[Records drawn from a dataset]
----

PR #1470, opened 2025-04-09
[ENT-10167] Added DataTable for EnrolledLearnersForInactiveCoursesTable

mahamakifdar19:
**Ticket:** 
https://2u-internal.atlassian.net/browse/ENT-10167

**Description**
Migrated to `DataTable` for `EnrolledLearnersForInactiveCoursesTable`

# For all changes


src/components/EnrolledLearnersForInactiveCoursesTable/data/hooks/useCourseUsers.js
```diff
@@ -0,0 +1,95 @@
...
+  useCallback, useMemo, useRef, useState,
+} from 'react';
+import { camelCaseObject } from '@edx/frontend-platform/utils';
+import debounce from 'lodash.debounce';
+import { logError } from '@edx/frontend-platform/logging';
+import EnterpriseDataApiService from '../../../../data/services/EnterpriseDataApiService';
+import EVENT_NAMES from '../../../../eventTracking';
+import { trackDataTableEvent } from '../../../LearnerActivityTable/data/utils';
+
+const applySortByToOptions = (sortBy, apiFieldsForColumnAccessor, options) => {
```
jajjibhai008, line 11: This code is being used in two hooks, so I think we can move it to some common place by following the DRY pattern.

src/components/EnrolledLearnersForInactiveCoursesTable/data/hooks/useCourseUsers.js
```diff
@@ -0,0 +1,95 @@
...
+    try {
+      setIsLoading(true);
+      const options = {
+        page: args.pageIndex + 1,
+        pageSize: args.pageSize,
+      };
+      applySortByToOptions(args.sortBy, apiFieldsForColumnAccessor, options);
+
+      const response = await EnterpriseDataApiService.fetchEnrolledLearnersForInactiveCourses(enterpriseId, options);
+      const data = camelCaseObject(response.data);
```
jajjibhai008, line 47: We only have difference of this endpoint between useCoursesUsers and useCourseEnrollments. So I think we can merge these two hooks into a single one by adding an extra parameter of the endpoint. This will reduce the code and put common functionality at one place.

src/components/EnrolledLearnersForInactiveCoursesTable/data/tests/constants.js
```diff
@@ -0,0 +1,38 @@
+const mockUseCourseEnrollments = {
```
jajjibhai008, line 1: I already created these mock enrollments at src/components/LearnerActivityTable/data/tests/constants.js. As these are common so I think we can move it to some parent common place. Currently, the same code is being duplicated.

jajjibhai008 (changes requested):
By this way, Download CSV button will be disable. So, we need to use the saved context value hasData to enable it. You need to do necessary changes in this file src/components/Admin/index.jsx.

jajjibhai008 (approved):
LGTM 👍

PR #1471, opened 2025-04-09
Added new LPR page with recent design changes behind a feature flag

omar-sarfraz:
**Ticket:** [ENT-10240](https://2u-internal.atlassian.net/browse/ENT-10240)
### Description: 
Modified the design and layout according to new Figma design. Added drag and drop functionality but disabled it in current PR. Here is the list of all the changes.
- Created a new page behind feature flag. 
- Changed design and added gray background.
- Minor language changes in LPR.
- Changed placement of AI summary card.
- Changed button in module activity to outline primary.
- Implemented drag n drop and disabled it.
- Saved the components' order in local storage.
- Removed the Embedded Manage Learner section

### Review Guidelines:
I've duplicated the existing Admin folder to create a new folder AdminV2. This means that majority of the files are duplicates while few are new and some files are modified. Ignore the test files for now. I've not updated those, I'm still working on test cases. Here is a list of files on which the review should be focused on:
- AdminV2/AIAnalyticsSummary.jsx: Changed the layout and placed overview heading inside the component to match the design.
- AdminV2/AIAnalyticsSummarySkeleton.jsx: Rendered overview heading so that we can see it while skeleton is loading.
- AdminV2/AnalyticsOverview.jsx: New component which contains AI summary and overview cards.
- AdminV2/LearnerReport.jsx: New component which contains the full report table and module activity.
- AdminV2/SortableItem.jsx: New component which is used for drag n drop. It also applies background color to draggable items.
- AdminV2/index.jsx: Contains logic for drag n drop.
- AdminV2/tabs/DownloadCSVButton.jsx: Changed variant of button to outline-primary.
- EnterpriseApp/EnterpriseAppRoutes.jsx: Added a new route for AdminV2.
- EnterpriseApp/data/constants.js: Added a constant for new route.
- config/index.js: Added feature flag.
- containers/AdminPageV2/index.jsx: Used AdminV2 in AdminContainer instead of previous page.
- src/utils.js: Added 2 utility functions to save and retrieve a values from local storage.

image

# For all changes


adamstankiewicz (commented):
Left a few initial comments, but a couple additional things worth mentioning:

1. I think it may be worth moving away from snapshots for the `Admin` component (the file with 25,000+ line additions), and possibly others, as large snapshot files are not all that useful in practice; it's difficult to parse and understand when regressions occur. For larger components like `Admin`, it's generally preferable these days (especially with React Testing Library) to rely on explicit assertions of what you expect to see in the UI vs. ensuring a snapshot didn't change incorrectly). We've generally moved away from snapshot testing in the Enterprise MFEs for net-new stuff.
2. It appears that the LPR feature has recently doubled down on Redux usage, which is something this MFE (and [other Enterprise MFEs](https://github.com/openedx/frontend-app-learner-portal-enterprise/blob/master/docs/decisions/0005-moving-away-redux-in-learner-portal.rst)) is trying to move away from long-term in favor of other means of client state management and using React Query for server state. See the following related ADRs in the repo [here](https://github.com/openedx/frontend-app-admin-portal/blob/master/docs/decisions/0006-tanstack-react-query.rst) and [here](https://github.com/openedx/frontend-app-admin-portal/blob/master/docs/decisions/0008-application_state_differenciation.rst), as well as this Open edX OEP [here](https://docs.openedx.org/projects/openedx-proposals/en/latest/best-practices/oep-0067-bp-tools-and-technology.html) and [here](https://docs.openedx.org/projects/openedx-proposals/en/latest/best-practices/oep-0067/decisions/frontend/0010-react-query.html). We'd like to eventually remove Redux entirely from this MFE, so **I might recommend starting to think how LPR could be replaced with React Query for managing API-derived data and vanilla React state management for client-only data**, where possible; if state management for LPR is too complex for vanilla React statement, there are better, lighter weight alternatives beyond Redux these days (e.g., [`zustand`](https://zustand.docs.pmnd.rs/getting-started/introduction)).
  * That said, this higher level feedback around pulling back out Redux usage is not blocking for this specific PR's LPR redesign, as the additional LPR Redux usage was already added via earlier, recent contributions. Just want to call out that we'll be moving away from Redux in this code area long-term, so I would recommend considering to start making incremental efforts towards that, where appropriate.

src/components/AdminV2/AIAnalyticsSummary.jsx
```diff
@@ -0,0 +1,140 @@
...
+        >
+          <>
+            <AutoFixHigh className="mr-2" />
+            <FormattedMessage id="adminPortal.v2.summarizeAnalytics" defaultMessage="Summarize analytics" />
+          </>
+        </Button>
+        {/* Track Progress is currently hidden due to data inconsistency. It will be addressed as part of ENT-7812 */}
+        <Button
+          variant="outline-primary"
+          className="d-none"
```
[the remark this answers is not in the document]
omar-sarfraz: I believe someone added `d-none` class as a temporary solution and didn't get back to it. I'll follow up with the team to inquire about what needs to be done about this button.

adamstankiewicz:
> Just curious if we are already using `zustand` anywhere? I understand that our preference is to use `react-query` as much as possible but if we need to use some client side state management library, has the decision to use `zustand` been finalized or are there any other state management libraries still under consideration?

For client side state management, the preference is to rely on vanilla React as much as possible (e.g., `useState`, `useContext`, `useReducer`, etc.). Given much of the data we have in Redux / React Context throughout this MFE today is actually API-derived server state and should be in React Query (including most LPR data), the majority of remaining, true client-only state management remaining is fairly simple and largely doable with vanilla React state management alone (i.e., no addtl libraries).

That said, a React context-only based approach to share client state across multiple components without prop drilling can have its limitations in certain use cases due to component re-rendering concerns (e.g., multi-step forms, steppers, etc.); in those specific scenarios where re-rendering is a concern using a React context-only approach, alternative state management libraries may be considered, though we haven't really found a use case yet where an alternative state management library is needed beyond relying on vanilla React state management/hooks/context for client-only state in this MFE or the Enterprise Learner Portal MFE.

The one spot we have started to experiment with `zustand` within Enterprise is our new self-service checkout MFE ([GitHub](https://github.com/edx/frontend-app-enterprise-checkout)), though it's very much still WIP/prototype ([PR](https://github.com/edx/frontend-app-enterprise-checkout/pull/1)).

There's been no official decision made around `zustand` specifically outside of that one MFE, beyond the high-level decision to rely on client-only state management with vanilla React (e.g., state + context) vs. libraries, where possible. Here's how I'm thinking about it:
* server state (API-derived data) = React Query
* simple client state (client-only data) = native React (hooks, context)
* complex client state (client-only data), shared across multiple components (e.g., multi-step form) = `zustand` (_not_ a global store like Redux typically is, and without the boilerplate of Redux or even Redux Toolkit)

If Redux is still preferred by folks within Enterprise for these specific cases for client-only state where vanilla React does not suffice (e.g., re-rendering concerns), I'd recommend we discuss/align on a direction in the recurring Enterprise Solution Review meeting. If we were to continue using Redux for these more complex use cases (which shouldn't be all that common, in practice), we definitetly should avoid continuing the current paradigm of legacy Redux and instead migrate to using Redux Toolkit ([docs](https://redux-toolkit.js.org/)). That said, in my early discovery thus far, `zustand` has significantly less boilerplate than even Redux Toolkit, making it easier to understand & develop with.

src/components/AdminV2/_Admin.scss
```diff
@@ -0,0 +1,34 @@
+.learner-progress-report {
+  .table-title {
+    display: inline-block;
+    vertical-align: middle;
+  }
+
+  .reset {
+    margin-top: -5px;
```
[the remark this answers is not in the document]
omar-sarfraz: I believe this class is not being used. I'll verify and remove it.

src/components/AdminV2/AIAnalyticsSummary.jsx
```diff
@@ -0,0 +1,144 @@
...
+  onClose,
+  isLoading,
+  error,
+  data,
+}) => {
+  const messages = defineMessages({
+    errorMessage: {
+      id: 'adminPortal.analyticsCardText.errorMessage',
+      defaultMessage: 'We encountered an issue while fetching analytics data. Kindly try again later or contact support for assistance. (Error: {error_message})',
+      description: 'Message shown to the user in case of error returned byt analytics API.',
```
jajjibhai008, line 25: Typo here `byt`

src/components/AdminV2/AIAnalyticsSummary.jsx
```diff
@@ -0,0 +1,144 @@
...
+      values: { error_message: error?.message },
+    },
+    noContentErrorMessage: {
+      id: 'adminPortal.analyticsCardText.noContentErrorMessage',
+      defaultMessage: 'Analytics not found.',
+      description: 'Message shown to the user in case of empty response returned byt analytics API.',
```
jajjibhai008, line 31: Typo here `byt`

src/components/AdminV2/AIAnalyticsSummary.jsx
```diff
@@ -0,0 +1,144 @@
...
+          onClick={() => {
+            showSummarizeCard(true);
+            hideTrackProgressCard(true);
+            sendEnterpriseTrackEvent(enterpriseId, SUMMARIZE_ANALYTICS_CLICK_SEGMENT_EVENT_NAME);
+          }}
+          data-testid="summarize-analytics"
+        >
+          <>
+            <AutoFixHigh className="mr-2" />
+            <FormattedMessage id="adminPortal.v2.summarizeAnalytics" defaultMessage="Summarize analytics" />
```
jajjibhai008, line 93: You should addd some description as well.

src/components/AdminV2/AdminCards.jsx
```diff
@@ -0,0 +1,156 @@
...
+import PropTypes from 'prop-types';
+
+import { injectIntl, intlShape } from '@edx/frontend-platform/i18n';
+import {
+  Award, Check, Groups, RemoveRedEye,
+} from '@openedx/paragon/icons';
+
+import NumberCard from '../NumberCard';
+
+class AdminCards extends React.Component {
```
jajjibhai008, line 11: [Suggestion] Can't we change this class-based component to a functional component here?

src/components/AdminV2/AdminCardsSkeleton.jsx
```diff
@@ -0,0 +1,16 @@
+import React from 'react';
+import { Skeleton } from '@openedx/paragon';
+
+const AdminCardsSkeleton = () => (
```
jajjibhai008, line 4: As per my knowledge, whenever you use a Card component from Paragon, you don't need to create a separate Skeleton for that, because when you provide the isLoading property to that card component, it will handle the skeleton accordingly. You need to confirm this behavior.

src/components/AdminV2/AdminCards.jsx
omar-sarfraz: I tried to keep the changes to minimum and only changed the components which were required to work with `dnd-kit`. We could change this into a functional component but I believe we should write another improvement ticket for this because there are other components like `AdminSearchForm` which needs to be converted to a functional component for consistency.

src/components/AdminV2/AdminCardsSkeleton.jsx
omar-sarfraz: In this implementation, we are not using the card component from paragon. This skeleton is used because we are creating a custom `AdminCards` component. @saleem-latif is working on a [ticket](https://2u-internal.atlassian.net/browse/ENT-10281) to replace `AdminCards` with the paragon's card component. We can remove this skeleton after that work is complete.

src/components/AdminV2/index.jsx
```diff
@@ -0,0 +1,567 @@
...
+import EnterpriseDataApiService from '../../data/services/EnterpriseDataApiService';
+import { withLocation, withParams } from '../../hoc';
+import BudgetExpiryAlertAndModal from '../BudgetExpiryAlertAndModal';
+import LearnerReport from './LearnerReport';
+import SortableItem from './SortableItem';
+import { getFromLocalStorage, saveToLocalStorage } from '../../utils';
+import SubscriptionModal from './SubscriptionModal';
+import { SubscriptionData } from '../subscriptions';
+
+const DISABLE_DRAG_AND_DROP = true;
```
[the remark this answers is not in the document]
omar-sarfraz: We need to disable drag and drop temporarily because the current ticket mainly focuses on design changes and we don't want to include drag and drop functionality just yet. I believe in the near future, the drag and drop will be enabled for all customers as part of Analytics revamp. That's why i just added a temporary variable which can be removed in the future. Do you believe adding a feature flag would be appropriate for this scenario?

jajjibhai008 (approved):
LGTM 👍

mahamakifdar19 (approved):

src/components/AdminV2/index.jsx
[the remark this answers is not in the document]
omar-sarfraz: @mahamakifdar19 You're right. It would definitely make things easier. Thanks for pointing it out. I'll implement this.

PR #1485, opened 2025-04-17
fix: remove unicode characters from license assignment

brobro10000:
Parses emails for any Unicode characters, and removes them from the email. This typically occurs for customers who may have RTL formatting when copy pasting emails assign. 

Parses out the unicode using the built in regular expression library.

# For all changes


src/data/validation/email.js
```diff
@@ -68,7 +78,7 @@ const validateEmailAddresses = (emails) => {
     return result;
   }
   emails.forEach((email, index) => {
-    const sanitizedEmail = email.trim();
+    const sanitizedEmail = sanitizeEmail(email);
```
adamstankiewicz, line 81: [consideration] I wonder if it's worth also lowercasing the emails?

src/data/validation/email.js
```diff
@@ -50,6 +55,11 @@ const validateEmailTemplateFields = (formData, templateKey, isSubjectRequired =
   return errorsDict;
 };
 
+const sanitizeEmail = (email) => {
+  // Strip bidirectional characters. This is mostly to make RTL emails compatible
```
adamstankiewicz, line 59: nit: perhaps amend the comment to include a mention that this only strips _invisible_ characters.

src/data/validation/email.test.js
```diff
@@ -37,6 +38,45 @@ describe('email validation', () => {
...
+        '\u202Aalice@example.org', // LRE at start of address
+        'kate.jones@domain\u202B.com', // RLE before '.' in domain
+        'roger+\u202Csales@company.com', // PDF after '+' in local part
+        'chris@exa\u202Dmple.com', // LRO in domain name
+        'mary@contoso.com\u202E', // RLO at end of address
+        'anna\u2066.smith@mysite.com', // LRI before '.' in local part
+        'info@support.\u2067example.com', // RLI after subdomain '.'
+        'mark@example.c\u2068om', // FSI inside TLD
+        'tom.\u2069adams@example.com', // PDI after '.' in local part
+      ];
```
pwnage101, line 56: Maybe add a test case for multiple unicode format characters in one email. And another test with just unicode format characters and nothing else.

src/data/validation/email.test.js
```diff
@@ -37,6 +38,45 @@ describe('email validation', () => {
...
+
+      // Verify that the Unicode does exist in the email
+      const formatCharRegex = XRegExp('\\p{Cf}', 'g');
+      unicodeEmails.forEach((unicodeEmail) => {
+        const hasUnicodeFormat = XRegExp.test(unicodeEmail, formatCharRegex);
+        expect(hasUnicodeFormat).toBe(true);
+      });
+
+      const expectedResult = { ...baseResults };
+      expectedResult.validEmails = unicodeEmails.map(email => XRegExp.replace(email, formatCharRegex, '').trim());
```
pwnage101, line 66: I just wanted to call out this general test pattern which is self-fulfilling. IMO, the code you are trying to test should be off-limits from being in the test.

In this case I'd define `unicodeEmails` above as a list of lists, one input and one expected output.

src/data/validation/email.test.js
```diff
@@ -1,14 +1,15 @@
 import _ from 'lodash';
+import XRegExp from 'xregexp';
```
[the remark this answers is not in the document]
adamstankiewicz: [related consideration] I wonder if it's worth code splitting the `regex` import with `lazy`, so it only gets downloaded by the user just-in-time when it's needed.

src/data/validation/email.test.js
brobro10000: Corrected with hard coded output and an individualized check at a char code level whether the unicode value exist 👍🏽

src/data/validation/email.test.js
brobro10000: Updated 👍🏽

src/data/validation/email.test.js
```diff
@@ -1,16 +1,25 @@
...
   validateEmailTemplateFields,
   validateEmailTemplateForm,
-  validateEmailAddrTemplateForm,
-  returnValidatedEmails,
 } from './email';
-import { EMAIL_ADDRESS_TEXT_FORM_DATA, EMAIL_ADDRESS_CSV_FORM_DATA } from '../constants/addUsers';
+import { EMAIL_ADDRESS_CSV_FORM_DATA, EMAIL_ADDRESS_TEXT_FORM_DATA } from '../constants/addUsers';
 import { EMAIL_TEMPLATE_SUBJECT_KEY, OFFER_ASSIGNMENT_EMAIL_SUBJECT_LIMIT } from '../constants/emailTemplate';
 
+const hasFormatChar = (str) => [...str].some(char => {
```
brobro10000, line 14: This function was added to prevent "self fulfilling" test cases where using the same regular expression to validate the regular expression is not actually testing the regular expression

src/data/validation/email.test.js
```diff
@@ -1,16 +1,25 @@
 import _ from 'lodash';
```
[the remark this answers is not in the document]
brobro10000: A quick search indicates 18 instances of the import in non-test files as well. ([src](https://github.com/search?q=repo%3Aopenedx%2Ffrontend-app-admin-portal%20%2Fimport.*%3Flodash%27%2F&type=code))

I can file a ticket to backlog to resolve this in the future.

PR #1509, opened 2025-05-19
feat: implement ESM friendly lodash, lodash-es

brobro10000:
Uses the `lodash-es` to replace `lodash` with a es-module friendly version of the package. 

# For all changes


__mocks__/lodash-es.js
```diff
@@ -0,0 +1,25 @@
+// eslint-disable-next-line import/no-extraneous-dependencies
```
adamstankiewicz, line 1: I think this file can be removed. See comment in `jest.config.js`.

jest.config.js
```diff
@@ -1,8 +1,12 @@
 // eslint-disable-next-line import/no-extraneous-dependencies
 const { createConfig } = require('@openedx/frontend-build');
+const path = require('path');
 
 module.exports = createConfig('jest', {
   setupFiles: [
     '<rootDir>/src/setupTest.js',
   ],
+  moduleNameMapper: {
```
adamstankiewicz, line 9: In `src/data/validation/email.js` as an isolated example locally, on `master` after installing `lodash-es`, I replaced the original `lodash` usage with `lodash-es` to observe the test failure around the `SyntaxError` with `export`. Then, modifying the `jest.config.js` made the test pass (without any other changes, like the `__mocks__` file):

```js
const config = createConfig('jest', {
  setupFiles: [
    '<rootDir>/src/setupTest.js',
  ],
});

config.transformIgnorePatterns = ['/node_modules/(?!(lodash-es|@(open)?edx)/)'];

module.exports = config;
```

babel.config.js
```diff
@@ -0,0 +1,8 @@
+// eslint-disable-next-line import/no-extraneous-dependencies
+const { createConfig } = require('@openedx/frontend-build');
+
+const babelConfig = createConfig('babel-typescript', {});
+
+babelConfig.presets[0] = ['@babel/preset-env', { targets: { node: 'current' }, modules: 'auto' }]
```
adamstankiewicz, line 6: I believe we can remove this file as:
1. The tests seem to pass fine by just including `lodash-es` in the existing `transformIgnorePatterns` regex in `jest.config.js`.
2. I feel we can continue to rely on the default `@babel/preset-env` without overriding the base options (as used by `@openedx/frontend-build` itself).
3. I believe the babel-related config that needs to change lives in the webpack config files, with its usage of `babel-loader` ([example](https://github.com/openedx/frontend-build/blob/e3856b0fab23dd271e6f018103f94bae36080421/config/webpack.dev.config.js#L95C9-L95C50)).

To expand on (3), I believe we'll need to:

1. Update `webpack.dev-stage.config.js` to override the default `babel-loader`'s `exclude` option, e.g.:
    * `config.module.rules[0].exclude = /node_modules\/(?!(lodash-es|@(open)?edx))/;`
2. Repeat in new files:
    * `webpack.dev.config.js`
        * Also ensure using `createConfig('dev')`
    * `webpack.prod.config.js`
        * Also ensure using `createConfig('webpack-prod')`

package.json
```diff
@@ -115,6 +114,7 @@
     "identity-obj-proxy": "3.0.0",
     "jest-canvas-mock": "^2.4.0",
     "jest-localstorage-mock": "^2.4.22",
+    "lodash": "^4.17.21",
```
adamstankiewicz, line 117: [inform] See other related comments, but I believe we can fully remove this `lodash` module from the `package.json`, given it seems the tests do pass without needing its usage in `__mocks__`.

src/components/AdvanceAnalyticsV2/data/utils.js
```diff
@@ -90,16 +89,24 @@ e.g. 3 would mean 3-day moving average.
 */
 const calculateMovingAverage = (timeSeriesData, countKey, period) => {
```
adamstankiewicz, line 90: [curious/consideration] Do you feel there are tests adequately covering the logic in this function? I'm still somewhat concerned about including these changes in a PR primarily about migrating to `lodash-es` given it's a refactor of a reasonably non-trival logic code path.

For example, iff there's a bug in this refactored logic, it'd be nice to be able to revert/rollback just these changes vs. all of the `lodash-es` changes. Maybe split these changes out into their own distinct PR and tag some folks from markhors on it given they primarily own this area and may have additional insights?

brobro10000: I can revert the changes related to this function back to its original usage to instead leverage `.reduce` to handle summation of the moving average vs `sum` and open a seperate PR/ticket that includes this function optimization.

The function was very indicative of a leetcode-esque problem with an already optimized solution so I felt compelled to correct it on the spot.

babel.config.js
brobro10000: Above implementation finally allowed `lodash-es` to not break jest testing. I wonder if we do see an overall benefit of including this package over `lodash`, should an effort be made (over the long term) to migrate to `lodash-es` and include the package and related config changes in the base frontend-build repo config as to not override it.

adamstankiewicz (approved):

----

Using the data above, count the lines that include "majority" and write the number alone.

◆ **Task response**: 2